Her weight loss classes for my Other didn't work either


----------



## leashedForLife (Nov 1, 2009)

Rottiefan said:


> Had a skim of _Better Dog Behaviour_ by Debbie Connolly... and was appalled!
> ...published in 2011... [reads] like it was published in 1980.
> 
> Full of dominance/pack structure talk & overly-aggressive attacks on owners (and men!).
> ...


oh, *dear.* not good to hear - but good to know. :nonod: One i will not be recommending! 
did U review it on Amazon? :huh: if not, i would - U might save someone a lot of grief.


----------



## Rottiefan (Jun 20, 2010)

leashedForLife said:


> oh, *dear.* not good to hear - but good to know. :nonod: One i will not be recommending!
> did U review it on Amazon? :huh: if not, i would - U might save someone a lot of grief.


I was thinking of. But there is already one damning review there already:

Better Dog Behaviour: Amazon.co.uk: Debbie Connolly: Books


----------



## davidc (Dec 15, 2010)

Rottiefan said:


> I was thinking of. But there is already one damning review there already:
> 
> Better Dog Behaviour: Amazon.co.uk: Debbie Connolly: Books


Someone may still buy it as it's only one negative review. I remember thinking that with an ebay seller who had 1 negative, they didn't send the item, ignored all communications and then did it to other people too, and theye were eventually removed from ebay.


----------



## LuvMyDog_Worldwide (Apr 1, 2011)

davidc said:


> Someone may still buy it as it's only one negative review. I remember thinking that with an ebay seller who had 1 negative, they didn't send the item, ignored all communications and then did it to other people too, and theye were eventually removed from ebay.


If you read the other reviews of JoJo (the critic) she's never been happy wth a single book she's bought, the other reviews revolve around raw feeding and damn this woman can gripe. Not satisfied with anything.
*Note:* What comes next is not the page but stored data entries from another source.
PR #2811, opened 2026-03-24
do not render tooltips for sidebar menu items

dimaMachina:
We previously had tooltips for sidebar items in `collapsed` mode

image

But in current design sidebar is expanded on hover and tooltip are never shown

This improve react-scan performance to eliminate 84 `Tooltip` and `TooltipTrigger` component render

## before
image

## after
image

### DIFF
--- a/agents-manage-ui/src/components/sidebar-nav/nav-item.tsx
+++ b/agents-manage-ui/src/components/sidebar-nav/nav-item.tsx
@@ -19,7 +19,8 @@ export function NavItem({ title, url, icon: Icon }: NavItemProps) {
       <SidebarMenuButton asChild isActive={pathname.startsWith(url)}>
         <Link href={url}>
           <Icon />
-          {title}
+          {/* Keep this span to prevent layout issues with long titles when sidebar collapsing */}
+          <span>{title}</span>
         </Link>
       </SidebarMenuButton>
     </SidebarMenuItem>


dimaMachina:
@claude add a changeset based on changes in this PR

RajuGangitla:
@dimaMachina This is amazing!

I’ve been trying a lot of ways since morning to reduce the tooltip renders in the sidebar, but I couldn’t find a proper solution.

I think the best approach is to remove them, since the sidebar expands on hover, so tooltips aren’t needed.

Sometimes the best optimization is simply removing things.

agents-manage-ui/src/components/sidebar-nav/nav-item.tsx
```diff
@@ -9,23 +9,17 @@ import type { IconComponentProps } from '@/components/ui/svg-icon';
...
   return (
     <SidebarMenuItem>
-      <SidebarMenuButton asChild tooltip={title} isActive={isActive}>
-        <Link
-          href={url}
-          rel={isExternal ? 'noopener noreferrer' : undefined}
-          target={isExternal ? '_blank' : undefined}
-        >
-          {Icon && <Icon />}
-          <span>{title}</span>
```
sarah-inkeep, line 28: I think we may need to keep this span here, I noticed that without it, long titles (like `API keys (Deprecated)` ) do a weird wrapping thing on hover (https://www.loom.com/share/23e08edfb53f4f15b33dff99ba6997d8)

agents-manage-ui/src/components/sidebar-nav/nav-item.tsx
```diff
@@ -9,23 +9,17 @@ import type { IconComponentProps } from '@/components/ui/svg-icon';
...
+      <SidebarMenuButton asChild isActive={pathname.startsWith(url)}>
+        <Link href={url}>
+          <Icon />
+          {title}
```
dimaMachina:
```suggestion
          {/* Keep this span to prevent layout issues with long titles when sidebar collapsing */}
          <span>{title}</span>
```

PR #2819, opened 2026-03-24
feat: add optional prompt field to app deployments

tim-inkeep:
## Summary
- Add an optional `prompt` field to app deployments that injects supplemental instructions into the agent's system prompt at runtime
- The app prompt appears as an `<app_context>` section after the agent context, allowing surface-specific behavioral tuning without duplicating agent configurations
- Includes schema migration, runtime threading, manage UI form updates, docs, and tests

## Changes
- **Schema**: New nullable `prompt` column on `apps` table (runtime DB migration)
- **Runtime**: App prompt threaded from auth middleware → execution context → system prompt builder → `<app_context>` template section
- **Observability**: `appPrompt` token count added to system prompt breakdown
- **UI**: Prompt textarea added to app create/edit forms
- **Docs**: App credentials docs updated with prompt field
- **Tests**: 7 unit tests (prompt assembly) + 6 integration tests (CRUD)

## Test plan
- [x] `pnpm typecheck` passes
- [x] `pnpm lint` passes
- [x] All 2022 tests pass (including OpenAPI snapshot update)
- [x] New unit tests verify: prompt inclusion, omission (undefined/empty/whitespace), token tracking, section ordering
- [x] New integration tests verify: create with prompt, null default, update via PATCH, clear to null, GET/list responses


agents-api/src/__tests__/manage/routes/crud/apps.test.ts
```diff
@@ -552,4 +552,150 @@ describe('App CRUD Routes - Integration Tests', () => {
...
+      });
+      expect(res.status).toBe(201);
+
+      const body = await res.json();
+      expect(body.data.app.prompt).toBe(
+        'Be concise and link to documentation pages when possible.'
+      );
+    });
+
+    it('should create an app without a prompt (null by default)', async () => {
```
mike-inkeep: @claude this test is redundant with the test below it. If you agree, let's remove it

mike-inkeep:
@claude The test in executionHandler-app-prompt.test.ts should be deleted and replaced by tests added to runAuth-initiatedBy.test.ts.

  The deleted test verifies that executionContext.metadata.appPrompt gets spread into the A2AClient constructor headers — two lines of trivially simple conditional logic, exercised through ~15 mocks and a full ExecutionHandler.execute() run. The
  signal-to-noise ratio is poor, and the mock is incomplete (initializeStatusUpdates is missing, causing a silently swallowed error on every run).

  The new tests should cover the higher-value contract: that x-inkeep-app-prompt on an incoming request actually reaches executionContext.metadata.appPrompt through runAuth. This is where the feature can actually break silently — the header extraction and
   merge logic has two separate code paths and no prior test coverage. Getting that wrong means appPrompt never reaches ExecutionHandler at all, making the deleted test moot regardless.

  The other end of the chain — that appPrompt renders correctly into the system prompt as <app_context> — is already covered by PromptConfig.appContext.test.ts. Between that and the new runAuth tests, the meaningful contracts should be tested at the right
   layer boundaries.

My recommendation would be for her to not shop on Amazon and actually go to a bookshop where she can skim several books to find what she likes.

regards,

Austin


----------



## LuvMyDog_Worldwide (Apr 1, 2011)

leashedForLife said:


> oh, *dear.* not good to hear - but good to know. :nonod: One i will not be recommending!
> did U review it on Amazon? :huh: if not, i would - U might save someone a lot of grief.


So you'd recommend a bad review on a book that had just been skimmed and not actually read? And you wouldn't bother to find it and skim it yourself or actually read it to decide this first? Like you reviewed a collar you couldn't even have bought and without even trying it? I'll bet you would.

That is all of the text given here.